The central principle of welfare reform was to use time-limited assistance as a motivation for recipients to gain skills and stabilize family responsibilities so as to enter the work force. But our statutory and cultural expectations are that immigrants come to this country ready to work, with integration facilitated by their sponsors. Thus a plan for work skills and family stability are a prerequisite to their admission. It is logically inconsistent with the reformed approach to think that immigrants should arrive and get five years of government benefits, or more, to get on their feet.
Clearly, the governor understands that providing interpreters weakens the institution of sponsorship and deters linguistic assimilation, even as benefit programs undermine economic assimilation. As long as Rhode Island law remains ambiguous on the subject and there can even be a basis for resident-alien benefit applications, to suggest that these immigrants and their voluntary support community cannot navigate a welfare application is more an example of bureaucratic complexity than of institutional bigotry.
But do you really believe applying for benefits is that complex? Somehow, this complexity falls just short of inquiring into whether the recipient drives a Porsche SUV (“Police halt cocaine scheme,” news, July 12).
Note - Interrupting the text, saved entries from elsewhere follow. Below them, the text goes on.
PR #2787, opened 2026-07-10
fix: crashing x-error header in onboard-site generic error

igor-grubic:
## Changes Made

Fixes a 500 crash on the site-only onboarding endpoint's generic failure path.

- `GENERIC_ONBOARD_ERROR` in `onboardSiteOnly()` contained an em dash (U+2014), outside the HTTP header-safe character range. `badRequest()`/`internalServerError()` copy the message verbatim into the `x-error` response header, so any generic-failure response (e.g. re-onboarding an already-onboarded domain) crashed with a raw `500 Invalid character in header content ["x-error"]` instead of the intended `400`.
- Rewrote the message to be ASCII-only. It stays short, plain, and generic (does not reveal the internal reason — already-onboarded, org conflict, etc. — per the existing "customers never see the internal reason" policy).
- Wrapped both call sites with `cleanupHeaderValue()`, the sanitizer already used throughout this file for the same class of issue, as defense in depth against a future copy edit reintroducing an unsafe character.
- Updated the one unit test that hardcoded the old message text, and added a header-safety regression assertion (the existing test mocks out real header serialization, so it couldn't have caught this bug otherwise).

**Note on message wording:** an earlier revision of this PR also added a "please use our onboarding guide" sentence + link to this backend string. That moved to the UI instead (see the companion `project-elmo-ui` PR below) — a hardcoded English string in an API response can't be localized, so the actual user-facing copy (with a real clickable link) now lives in `project-elmo-ui`'s localized messages. This backend message is only seen by a caller that skips the UI (e.g. a direct API/curl consumer), so it stays a short, plain fallback.

### Related Issues

Relates to LLMO-6147

## Testing the PR changes

1. `POST /v2/orgs/:spaceCatId/llmo/onboard-site` with a domain that's already onboarded (or otherwise rejected by `validateSiteNotOnboarded`).
2. Confirm a clean `400` with the new plain-text message, not a `500`.
3. Run `npx mocha --timeout 15000 test/controllers/llmo/onboard-site-only.test.js` - 20/20 passing.
4. Run `npx mocha --timeout 15000 'test/controllers/llmo/*.test.js'` - 2081/2081 passing (no regressions).

## Screenshots/Videos

No screenshots available (backend-only change).

## Additional Notes

Companion frontend fix (separate repo/PR) in `project-elmo-ui`: https://github.com/adobe/project-elmo-ui/pull/2385 — the same self-serve onboarding flow also dropped any subpath (e.g. `guides.adobe.com/knowledge-ai` → `guides.adobe.com`) before sending it to this endpoint, and now owns the localized "please use our onboarding guide" copy + link that used to live in this backend's error string.

### DIFF
--- a/src/controllers/llmo/llmo.js
+++ b/src/controllers/llmo/llmo.js
@@ -1090,15 +1090,16 @@ function LlmoController(ctx) {
     const { spaceCatId } = context.params;
     const { data } = context;
 
-    // Customers never see the internal reason - only a generic failure. Kept
-    // ASCII-only (no em dash / curly quotes): this string is copied verbatim into
-    // the `x-error` response header by badRequest()/internalServerError(), and a
-    // character outside the header-safe range (see cleanupHeaderValue) crashes the
-    // response with a 500 "Invalid character in header content" instead of the
-    // intended 400/500 body.
-    const GENERIC_ONBOARD_ERROR = "We couldn't onboard this domain right now. Please use our "
-      + 'domain onboarding guide instead: https://experienceleague.adobe.com/en/docs/'
-      + 'llm-optimizer/using/essentials/quick-start#step-1-onboard-your-domain';
+    // Customers never see the internal reason - only a generic failure. The
+    // project-elmo-ui client renders its own localized copy (with a link to the
+    // onboarding guide) instead of this raw text - this string only reaches a
+    // caller that skips the UI (e.g. a direct API/curl consumer), so it stays a
+    // short, plain fallback. Kept ASCII-only (no em dash / curly quotes): it's
+    // copied verbatim into the `x-error` response header by
+    // badRequest()/internalServerError(), and a character outside the
+    // header-safe range (see cleanupHeaderValue) crashes the response with a 500
+    // "Invalid character in header content" instead of the intended 400/500 body.
+    const GENERIC_ONBOARD_ERROR = "We couldn't onboard this domain right now. Please contact support.";
 
     try {
       // --- Resolve org (404 if missing) ---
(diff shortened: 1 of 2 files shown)


MysticatBot (approved):
Hey @igor-grubic,

**Verdict: Approve** - clean, well-scoped bugfix with defense-in-depth and regression coverage.
_Changes: Fixes a 500 crash caused by an em dash in the `x-error` response header by rewriting the error message to ASCII-only and wrapping with `cleanupHeaderValue()` (2 files)._

<details>

- nit: The `HEADER_SAFE` regex validates the test file's own `GENERIC_ERROR` constant rather than a value produced at runtime by the controller; since `badRequest`/`internalServerError` are stubbed, the real header-writing path is never exercised. The PR comments acknowledge this ("a failure this mocked http-utils test can't otherwise catch"), so the assertion is a reasonable best-effort guard given the unit-test constraints. - `test/controllers/llmo/onboard-site-only.test.js:34`
- suggestion: Apply `cleanupHeaderValue` once at the constant definition site (`const GENERIC_ONBOARD_ERROR = cleanupHeaderValue(...)`) rather than at each call site. This guarantees the invariant at declaration and avoids relying on every consumer remembering to wrap. It also removes the runtime no-op on a string that is already ASCII-safe. - `src/controllers/llmo/llmo.js:1098`

</details>

---

<sub><b>Skill:</b> pr-review | <b>Model:</b> us.anthropic.claude-opus-4-6-v1[1m] | <b>Duration:</b> 1m 28s | <b>Cost:</b> $4.33 | <b>Commit:</b> <code>2c5571f6993361fee6da6f4ee4c0dcd3ebdafdb5</code><br>If this code review was useful, please react with 👍. Otherwise, react with 👎.</sub>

Why? Because the Rhode Island Department of Human Services code of rules prescribes a “declaration method” of social-service application that requires no verification of information other than from the applicant.
But we digress.
What does it mean to assimilate into our culture, and who should finance that process? The answer to the first question provides the answer to the second. It is the culture of this country to encourage self-reliance and trust not in government assistance but in oneself and one’s fellow man. Assimilation is not simply a linguistic concept but a willingness to embrace both the economic and social culture of America.
Respect for the many cultures that contributed to the melting pot should be the legacy of immigration, not some kind of front-loaded expectation. The idea of conforming American society to immigrants, rather than vice versa, is a perverse incentive that puts the cart of multiculturalism before the horse of assimilation.
Advancing principles that help to ensure that immigration is limited to those who will seize American opportunity and not American largess is nothing to be ashamed of, for the governor or anyone else.
William Felkner is the president of Ocean State Policy Research Institute ( www.oceanstatepolicy.org).